Apathy characterized by reduced motivation, decreased initiative and interest, and blunting of emotions4 is one of the most frequent neuropsychiatric symptoms in AD patients.2 Apathy in AD is related to faster cognitive deterioration, reduced daily functioning, early institutionalization, increased mortality risk, higher caregiver distress, and increased economic burden.5 In addition, apathy is a major barrier to the management of AD patients since they may receive less benefit from non-pharmacological therapies.6

Previous neuroimaging studies have identified neurobiological correlates of apathy in AD during the past decades. Among various imaging modalities, single-photon emission computed tomography (SPECT) has been used extensively to examine brain perfusion. Although hypoperfusion in prefrontal-subcortical regions including the anterior cingulate and orbitofrontal cortices in AD patients with apathy has been suggested,7 this remains controversial. Moreover, most studies were performed with relatively limited number of patients.7

The objective of the present study was to investigate differences in regional cerebral blood flow (rCBF) between AD patients with apathy and those without apathy using perfusion SPECT. Furthermore, correlation between rCBF and levels of apathy in apathetic AD patients was examined.

METHODS

Participants

Patients with AD were recruited from Incheon St. Mary's Hospital (Incheon, South Korea). The diagnosis for probable AD was made based on the Diagnostic and Statistical Manual of Mental Disorders-IV8 and the National Institute of Neurological and Communicative Disorders and Stroke-AD Related Disorders Association criteria.9 AD patients who scored 0 on apathy item of the Neuropsychiatric Inventory (NPI)10 were assigned to “AD without apathy” group while those who scored 1 or above on apathy item were assigned to “AD with apathy” group.
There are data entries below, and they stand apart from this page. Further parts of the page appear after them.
PR #3220, opened 2017-12-12
Fix #2949: Remove the CLI.

### LINKED ISSUE #2949: Move the CLI out of the core
This could be controversial but ... what about moving the CLI out of the core? Rationale:

* It does not need to be in core. We build and test everything else without requiring the CLI. By our general policy of "everything that does not need to be in core shouldn't be in the core", the CLI shouldn't be there.
* It is the only thing that depends on a non-critical Scala dependency: `scopt`. This means we typically cannot even build the CLI for new milestones of Scala at the time we upgrade. And after that, it's kind of too late to publish them.
* It is also the only thing that makes us depend on the sbt plugin `sbt-assembly`.
* Out of the core, we could consider using more fancy things, like [`sbt-native-packager`](https://github.com/sbt/sbt-native-packager), which means we might be able to fix #703, our oldest open issue.

FTR, other Scala--`%%`--dependencies that we have are:

* `scala-partest` which is super core to scala/scala, so guaranteed to be published in a timely manner, and
* `scala-parallel-collections`, which currently is considered critical enough to be published in a timely manner, but we'll probably have to move away from those at some point too.

and other sbt plugins we use are:

* `sbt-bintray`
* `sbt-mima-plugin`
* `scalastyle-sbt-plugin`

sjrd:
The CLI has been ported over to the separate repository https://github.com/scala-js/scala-js-cli.


RELEASING.md
```diff
@@ -16,17 +16,15 @@
 1. Perform [manual testing][3] that needs the tagging (source maps).
 1. Publish:
     - Sonatype, bintray (`./script/publish.sh`)
-    - CLI to website (simple `scp`)
+    - [Publish the CLI][4]
```
gzm0: Won't they follow independent release cycles?

sjrd: Yes and no. We still need to publish a new `scalajs-cli` artifact with version number, say, 1.0.2, that depends on `scalajs-tools` 1.0.2, for easy consumption.

At least that's how I see things in the early days of 1.x. We can relax this coupling later.

PR #3217, opened 2017-12-08
Make java.lang.Class agnostic of Scala

sjrd:

PR #3221, opened 2017-12-12
Drop support for Scala 2.10.x.

sjrd:
In this commit, we completely drop support for Scala 2.10.x in Scala.js code. Note that our JVM artifacts are still cross-compiled with 2.10.x, because we still support sbt 0.13.16+ which runs on 2.10. However, it will not be possible to use `enablePlugins(ScalaJSPlugin)` with `scalaVersion := "2.10.x"` anymore.

This includes:

* Drop CI tasks using 2.10.x with JS artifacts (but not with JVM artifacts).
* Remove all workarounds for Scala 2.10 compiler bugs, such as crashes for some usages of `js.Dynamic`.
* Remove all 2.10-specific stuff from `CompatComponent` in the compiler.
* Remove all 2.10-specific assumptions or branches in the test suite.

This commit does not include:

* Drop `js.Dynamic.x` and the associated compiler tricks, which work around the 2.10 *library* (not compiler), and deserve a separate commit anyway.
* Take advantage of new 2.11 language features, such as making the underlying val of value classes private.

Those items are left for further commits.


sjrd:
Nightly: https://scala-webapps.epfl.ch/jenkins/job/scalajs-matrix-build/5975/
Weekly: https://scala-webapps.epfl.ch/jenkins/job/scalajs-matrix-build/5976/

sjrd:
Nightly and Weekly are good, so it's ready for review.

sjrd:
Rebased to address the trivial conflict in `ci/checksizes.sh`.

sjrd:
Rebased and adapted on top of #3217.

ci/matrix.xml
```diff
@@ -159,6 +159,7 @@
   <task id="bootstrap"><![CDATA[
     setJavaVersion $java
     npm install &&
+    sbt ++$scala tools/test &&
```
gzm0: I do not understand why the `tools` (the JVM part IIUC) move here.

javalib/src/main/scala/java/util/TreeSet.scala
```diff
@@ -142,7 +142,6 @@ class TreeSet[E] (_comparator: Comparator[_ >: E])
     val boxedFrom = Box(fromElement)
     val boxedTo = Box(toElement)
     val subSetFun = { () =>
-      // the creation of a new TreeSet is to avoid a mysterious bug with scala 2.10
```
gzm0: Hmmm... What happens if you set `var base = inner.range(boxedFrom, boxedTo)`?

sjrd: `range` does not seem to guarantee that it returns a fresh `TreeSet`, independent of `inner`. So in theory it is possible that we receive something that will be mutated under our feet if we do not force the copy into a new `TreeSet`.

I haven't observed the behavior, but it could happen in future versions of the Scala lib in any case.

ci/matrix.xml
sjrd: Because of https://github.com/scala-js/scala-js/blob/98d3b4e9e1182cef89fda312218cee4b212e3cba/project/Build.scala#L594-L597, which means `tools/test` depends on `library/packageBin` (for the same `scalaVersion`), and therefore we cannot do `tools/test` in 2.10 anymore.

sjrd:
Rebased (without conflict) and fixed the commit message.

ci/matrix.xml
gzm0: Fair enough :)

PR #3224, opened 2017-12-13
Fix #3219: Correctly recognize exports for `$xyz` in the back-end.

### LINKED ISSUE #3219: Methods exported under a scalac name starting with `$` are not exported
```scala
import scala.scalajs.js.annotation._

@JSExportTopLevel("Functions")
object Functions {
  @JSExport("$a")
  def f(x: Int): Int = x

  @JSExport
  def +(x: Int): Int = x

  @JSExport("-")
  def plus(x: Int): Int = x

  // OK
  @JSExport("plus")
  def ++(x: Int): Int = x
}
```
Only the last function is actually exported. All the other ones vanish. The problem is already apparent in the IR:
```scala
> scalajsp Functions$.sjsir
module class LFunctions$ extends O {
  def f__I__I(x: int): int = {
    x
  }
  def $$plus__I__I(x: int): int = {
    x
  }
  def plus__I__I(x: int): int = {
    x
  }
  def $$plus$plus__I__I(x: int): int = {
    x
  }
  def $$js$exported$meth$$a__I__O(x: int): any = {
    this.f__I__I(x)
  }
  def $$js$exported$meth$$plus__I__O(x: int): any = {
    this.$$plus__I__I(x)
  }
  def $$js$exported$meth$$minus__I__O(x: int): any = {
    this.plus__I__I(x)
  }
  def $$js$exported$meth$plus__I__O(x: int): any = {
    this.$$plus$plus__I__I(x)
  }
  def init___() {
    this.O::init___();
    mod:LFunctions$<-this
  }
  def "plus"(arg$1: any): any = {
    val prep0: int = arg$1.asInstanceOf[I];
    this.$$js$exported$meth$plus__I__O(prep0)
  }
  export top module "Functions"
}
```

sjrd:
We were erroneously using `sym.unexpandedName` when testing whether a method is an export bridge. However, if the export name happens to start with a `$`, then `unexpandedName` considers the whole thing as an expanded name, and removes the whole prefix as if it were the result of an expansion.

Simply using the `name` for the test fixes the issue. Note that `jsExportInfo` was already using `name`, and not `unexpandedName`.

### DIFF
--- a/compiler/src/main/scala/org/scalajs/core/compiler/JSGlobalAddons.scala
+++ b/compiler/src/main/scala/org/scalajs/core/compiler/JSGlobalAddons.scala
@@ -109,8 +109,7 @@ trait JSGlobalAddons extends JSDefinitions
 
     /** checks if the given symbol is a JSExport */
     def isExport(sym: Symbol): Boolean =
-      sym.unexpandedName.startsWith(exportPrefix) &&
-      !sym.hasFlag(Flags.DEFAULTPARAM)
+      sym.name.startsWith(exportPrefix) && !sym.hasFlag(Flags.DEFAULTPARAM)
 
     /** retrieves the originally assigned jsName of this export and whether it
      *  is a property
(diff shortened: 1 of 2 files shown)


sjrd:
Commit message fixed.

Patients with history of head trauma, stroke, epilepsy, mixed or vascular dementia, other neurological or psychiatric disorders were excluded from this study. This study was approved by the Institutional Review Board of Incheon St. Mary's Hospital (OC11OISI0098), and all participants provided written informed consent.

Clinical assessment

Neurologists conducted clinical examinations including medical history and physical assessment. Cognitive performance and neuropsychiatric symptoms were evaluated with Mini-Mental State Examination (MMSE)11 and NPI,10 respectively. Global severity of dementia was assessed with Clinical Dementia Rating (CDR)12 and CDR-Sum of Boxes (CDR-SOB).

SPECT image acquisition

Brain perfusion SPECT images were acquired using a dual-headed rotating gamma camera (Discovery NM630, GE Healthcare, Milwaukee, WI, USA) equipped with a low-energy fan-beam collimator. Patients were administered intravenously with 555 MBq of technetium-99m hexamethylpropylene amine oxime approximately 20 minutes before scanning. Patients were in supine resting state with their eyes open during the scan. Images were taken at a rate of 12 seconds per frame by rotating the camera a total of 720° at 6-degree intervals. Continuous transaxial images were reconstructed using the standard ordered subset expectation maximization (OSEM 6 iterations, 10 subsets) algorithm with a Butterworth filter (cutoff frequency of 0.5 cycles/pixel, power 10) to reduce noise. Matrix size, pixel size, field of view, slice thickness, and energy windows of reconstructed images were 128×128, 1.95 mm×1.95 mm, 250 mm, 2.08 mm, and 140 keV±20%, respectively. Chang's attenuation correction method was used for correction of tissue attenuation.13

SPECT image analysis

Statistical Parametric Mapping 12 (SPM; Wellcome Department of Cognitive Neurology, Institute of Neurology, London, UK) was used for image analysis. All SPECT images were spatially normalized to SPM SPECT template (Montreal Neurological Institute, McGill University, Montreal, Canada) and resliced with a voxel size of 2 mm×2 mm×2 mm. Images were then smoothed with an isotropic Gaussian kernel (12 mm full-width at half-maximum). Voxel intensities were scaled to the mean intensity of the cerebellum using Automated Anatomical Labeling atlas.141516 Global counts were normalized using proportional scaling to a mean value of 50 mL/100 g/min. Group differences in rCBF were assessed using analysis of covariance with age, sex, and MMSE score as covariates. Height threshold was set at p<0.005 while extent threshold was 100 or more contiguous voxels.

Statistical analysis

Independent t-test and χ2 test were used for comparisons of continuous and categorical variables between the 2 groups, respectively. In AD with apathy group, linear regression was performed to examine the association between mean perfusion across all significant clusters and NPI apathy score. All statistical analyses were conducted with Stata version 13.1 (StataCorp., College Station, TX, USA). A 2-tailed p<0.05 was considered statistically significant.

RESULTS

Demographic and clinical characteristics

A total of 66 apathetic AD patients and 66 AD patients without apathy were included in the analysis. Demographic and clinical characteristics of these patients are summarized in Table 1. Age (t=−0.09; p=0.92), sex (χ2=1.84; p=0.18), or education (t=0.40; p=0.69) did not differ between the 2 groups. There were no significant differences in scores of MMSE (t=0.28; p=0.78), CDR (χ2=0.33; p=0.57), or CDR-SOB (t=0.68; p=0.50) between the 2 groups. NPI scores except apathy score (t=11.28; p<0.001) did not differ between the 2 groups either.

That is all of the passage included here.